Your answer should be one number: the count of lines in the records that include the word "types".

[[ Recorded data, beginning ]]

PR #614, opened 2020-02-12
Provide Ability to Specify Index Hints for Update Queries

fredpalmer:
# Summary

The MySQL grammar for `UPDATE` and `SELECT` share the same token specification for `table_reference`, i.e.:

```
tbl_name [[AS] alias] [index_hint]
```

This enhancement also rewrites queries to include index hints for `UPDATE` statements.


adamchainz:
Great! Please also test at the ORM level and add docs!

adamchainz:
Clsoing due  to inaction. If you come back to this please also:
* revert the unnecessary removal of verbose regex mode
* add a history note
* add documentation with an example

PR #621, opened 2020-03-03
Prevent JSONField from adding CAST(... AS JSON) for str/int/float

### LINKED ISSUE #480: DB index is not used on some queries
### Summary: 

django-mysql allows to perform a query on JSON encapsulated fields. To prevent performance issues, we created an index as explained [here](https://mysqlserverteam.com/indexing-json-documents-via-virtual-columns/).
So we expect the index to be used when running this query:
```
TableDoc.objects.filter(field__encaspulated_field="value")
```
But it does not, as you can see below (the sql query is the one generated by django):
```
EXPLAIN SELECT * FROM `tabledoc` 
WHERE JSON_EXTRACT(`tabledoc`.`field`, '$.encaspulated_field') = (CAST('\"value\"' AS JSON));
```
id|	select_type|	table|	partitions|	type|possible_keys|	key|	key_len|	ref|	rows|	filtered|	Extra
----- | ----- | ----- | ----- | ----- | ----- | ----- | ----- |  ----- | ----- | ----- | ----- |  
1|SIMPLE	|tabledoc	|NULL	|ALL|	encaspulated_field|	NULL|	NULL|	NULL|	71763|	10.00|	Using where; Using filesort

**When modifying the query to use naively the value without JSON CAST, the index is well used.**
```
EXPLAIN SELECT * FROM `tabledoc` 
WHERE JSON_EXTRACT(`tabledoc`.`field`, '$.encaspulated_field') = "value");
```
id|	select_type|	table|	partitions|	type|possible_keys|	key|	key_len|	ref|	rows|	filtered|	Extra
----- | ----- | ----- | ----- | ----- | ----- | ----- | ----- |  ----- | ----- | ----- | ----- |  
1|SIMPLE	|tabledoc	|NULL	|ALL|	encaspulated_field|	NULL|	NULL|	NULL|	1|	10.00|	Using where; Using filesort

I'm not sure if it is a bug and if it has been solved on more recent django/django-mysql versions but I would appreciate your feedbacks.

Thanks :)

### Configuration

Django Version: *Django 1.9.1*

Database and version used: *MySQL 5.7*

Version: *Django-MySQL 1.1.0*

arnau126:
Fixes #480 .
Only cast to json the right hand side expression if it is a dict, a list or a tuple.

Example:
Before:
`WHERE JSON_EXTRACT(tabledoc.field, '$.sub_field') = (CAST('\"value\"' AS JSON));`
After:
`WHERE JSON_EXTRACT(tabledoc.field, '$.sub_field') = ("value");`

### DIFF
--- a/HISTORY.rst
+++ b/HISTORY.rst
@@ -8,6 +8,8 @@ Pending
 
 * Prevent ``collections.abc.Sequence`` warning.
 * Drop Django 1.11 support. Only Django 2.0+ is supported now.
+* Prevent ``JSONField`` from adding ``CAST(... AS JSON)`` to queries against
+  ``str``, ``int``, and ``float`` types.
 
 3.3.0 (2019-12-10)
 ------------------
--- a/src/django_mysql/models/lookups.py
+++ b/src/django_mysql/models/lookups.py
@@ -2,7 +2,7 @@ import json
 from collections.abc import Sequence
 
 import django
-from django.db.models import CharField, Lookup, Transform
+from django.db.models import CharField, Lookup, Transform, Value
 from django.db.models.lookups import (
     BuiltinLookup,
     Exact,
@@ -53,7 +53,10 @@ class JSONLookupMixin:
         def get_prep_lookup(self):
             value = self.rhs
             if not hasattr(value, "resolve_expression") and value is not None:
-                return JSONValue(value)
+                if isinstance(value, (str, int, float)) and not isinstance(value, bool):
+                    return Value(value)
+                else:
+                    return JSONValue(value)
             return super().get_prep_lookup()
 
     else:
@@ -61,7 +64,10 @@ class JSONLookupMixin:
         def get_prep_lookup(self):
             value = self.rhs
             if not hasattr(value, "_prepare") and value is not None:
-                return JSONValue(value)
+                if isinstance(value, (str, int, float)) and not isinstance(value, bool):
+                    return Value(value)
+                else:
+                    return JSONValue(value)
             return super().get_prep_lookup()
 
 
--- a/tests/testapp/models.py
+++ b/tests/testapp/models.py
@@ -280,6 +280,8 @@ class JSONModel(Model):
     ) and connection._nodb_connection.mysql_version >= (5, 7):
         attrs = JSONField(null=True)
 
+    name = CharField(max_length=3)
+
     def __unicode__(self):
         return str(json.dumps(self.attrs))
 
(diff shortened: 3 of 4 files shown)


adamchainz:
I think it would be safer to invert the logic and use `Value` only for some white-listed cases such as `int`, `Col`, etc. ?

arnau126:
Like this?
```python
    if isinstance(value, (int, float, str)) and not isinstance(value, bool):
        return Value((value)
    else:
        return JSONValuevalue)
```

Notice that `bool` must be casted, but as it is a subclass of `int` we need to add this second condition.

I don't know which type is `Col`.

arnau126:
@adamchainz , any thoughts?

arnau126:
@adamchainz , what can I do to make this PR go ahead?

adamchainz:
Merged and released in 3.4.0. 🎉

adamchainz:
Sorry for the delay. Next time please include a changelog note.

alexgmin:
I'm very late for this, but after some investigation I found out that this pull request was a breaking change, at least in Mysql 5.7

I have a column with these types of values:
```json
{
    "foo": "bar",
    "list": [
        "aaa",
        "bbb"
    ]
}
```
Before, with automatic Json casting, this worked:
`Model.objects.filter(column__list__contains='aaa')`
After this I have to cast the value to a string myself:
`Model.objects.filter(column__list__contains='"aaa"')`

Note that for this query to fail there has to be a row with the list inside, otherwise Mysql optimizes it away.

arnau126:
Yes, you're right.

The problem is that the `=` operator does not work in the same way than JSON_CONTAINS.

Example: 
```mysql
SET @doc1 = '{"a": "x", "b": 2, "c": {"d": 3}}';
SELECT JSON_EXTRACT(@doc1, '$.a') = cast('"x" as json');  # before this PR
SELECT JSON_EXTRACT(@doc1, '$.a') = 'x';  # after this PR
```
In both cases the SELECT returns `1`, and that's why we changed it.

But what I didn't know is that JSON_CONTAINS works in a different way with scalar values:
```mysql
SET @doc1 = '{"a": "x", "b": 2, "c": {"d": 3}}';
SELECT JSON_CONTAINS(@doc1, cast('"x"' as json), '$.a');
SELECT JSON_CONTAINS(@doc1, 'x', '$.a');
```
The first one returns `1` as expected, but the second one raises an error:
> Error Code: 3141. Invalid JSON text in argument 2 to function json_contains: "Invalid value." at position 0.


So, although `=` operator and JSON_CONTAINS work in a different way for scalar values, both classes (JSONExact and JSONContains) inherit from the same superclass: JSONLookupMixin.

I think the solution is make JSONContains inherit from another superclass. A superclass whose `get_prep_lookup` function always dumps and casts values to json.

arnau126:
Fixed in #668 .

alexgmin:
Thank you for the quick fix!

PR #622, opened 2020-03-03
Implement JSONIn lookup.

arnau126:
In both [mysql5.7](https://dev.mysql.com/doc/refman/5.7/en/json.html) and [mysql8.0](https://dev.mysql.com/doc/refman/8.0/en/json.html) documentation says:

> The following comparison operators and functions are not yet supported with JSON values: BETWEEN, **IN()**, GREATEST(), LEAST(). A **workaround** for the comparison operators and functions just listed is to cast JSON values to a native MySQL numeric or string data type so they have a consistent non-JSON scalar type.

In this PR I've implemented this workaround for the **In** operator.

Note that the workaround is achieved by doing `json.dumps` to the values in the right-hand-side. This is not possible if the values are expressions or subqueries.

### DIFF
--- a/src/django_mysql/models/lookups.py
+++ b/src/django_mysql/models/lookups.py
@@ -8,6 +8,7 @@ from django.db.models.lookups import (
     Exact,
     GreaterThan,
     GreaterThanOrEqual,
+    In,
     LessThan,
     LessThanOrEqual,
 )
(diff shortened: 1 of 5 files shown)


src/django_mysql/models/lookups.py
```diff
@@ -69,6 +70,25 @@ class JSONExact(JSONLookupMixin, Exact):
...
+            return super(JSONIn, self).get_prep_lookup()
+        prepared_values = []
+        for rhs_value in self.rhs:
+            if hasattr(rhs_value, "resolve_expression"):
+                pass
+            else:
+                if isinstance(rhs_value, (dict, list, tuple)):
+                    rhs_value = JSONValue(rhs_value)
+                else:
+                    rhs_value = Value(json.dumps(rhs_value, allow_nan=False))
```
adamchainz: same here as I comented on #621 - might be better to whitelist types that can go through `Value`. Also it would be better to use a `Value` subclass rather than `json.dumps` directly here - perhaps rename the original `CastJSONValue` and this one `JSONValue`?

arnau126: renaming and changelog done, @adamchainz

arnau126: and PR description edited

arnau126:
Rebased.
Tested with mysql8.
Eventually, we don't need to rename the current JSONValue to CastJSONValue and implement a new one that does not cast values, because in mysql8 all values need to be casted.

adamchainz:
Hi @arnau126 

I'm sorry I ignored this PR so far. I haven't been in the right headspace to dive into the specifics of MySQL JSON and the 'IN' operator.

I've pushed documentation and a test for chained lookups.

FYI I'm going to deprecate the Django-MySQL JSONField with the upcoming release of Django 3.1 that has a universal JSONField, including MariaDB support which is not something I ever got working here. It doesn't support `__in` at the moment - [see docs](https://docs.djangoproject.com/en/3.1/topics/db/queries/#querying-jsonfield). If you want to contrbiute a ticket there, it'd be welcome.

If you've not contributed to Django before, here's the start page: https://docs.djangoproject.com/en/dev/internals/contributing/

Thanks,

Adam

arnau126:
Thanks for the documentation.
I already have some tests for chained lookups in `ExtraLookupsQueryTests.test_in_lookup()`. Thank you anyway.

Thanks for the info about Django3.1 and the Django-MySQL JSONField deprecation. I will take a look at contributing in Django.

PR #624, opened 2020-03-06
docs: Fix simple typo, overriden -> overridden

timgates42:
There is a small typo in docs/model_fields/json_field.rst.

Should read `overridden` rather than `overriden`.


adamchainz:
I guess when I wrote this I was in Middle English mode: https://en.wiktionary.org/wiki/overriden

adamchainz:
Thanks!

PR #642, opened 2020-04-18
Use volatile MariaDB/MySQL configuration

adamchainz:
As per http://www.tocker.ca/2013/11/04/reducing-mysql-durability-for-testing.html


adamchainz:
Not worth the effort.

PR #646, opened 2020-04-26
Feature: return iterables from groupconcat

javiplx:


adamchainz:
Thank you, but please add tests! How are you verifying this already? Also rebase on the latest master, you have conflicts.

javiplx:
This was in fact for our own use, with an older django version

[[ Recorded data, end ]]

*Exercise response:* 3